Supplied entries START

PR #7696, opened 2025-11-17
Add Qwen2.5 to AutoTP model list

delock:
The AutoTP supported models does not include Qwen2.5, which is already supported.  Update the document.
(https://www.deepspeed.ai/tutorials/automatic-tensor-parallelism/#supported-models)


xylian86:
@delock Qwen3 is the latest generation in Qwen series. Does AutoTP support Qwen3 (https://huggingface.co/Qwen/Qwen3-8B)? If yes, it would be great to include it as well.

delock:
@xylian86 Just checked AutoTP works on Qwen3 as well, will update doc, thanks!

Supplied entries END

### Aim of the task
Give back all of the data above without any alteration.

### Reply
PR #7696, opened 2025-11-17
Add Qwen2.5 to AutoTP model list

delock:
The AutoTP supported models does not include Qwen2.5, which is already supported.  Update the document.
(https://www.deepspeed.ai/tutorials/automatic-tensor-parallelism/#supported-models)


xylian86:
@delock Qwen3 is the latest generation in Qwen series. Does AutoTP support Qwen3 (https://huggingface.co/Qwen/Qwen3-8B)? If yes, it would be great to include it as well.

delock:
@xylian86 Just checked AutoTP works on Qwen3 as well, will update doc, thanks!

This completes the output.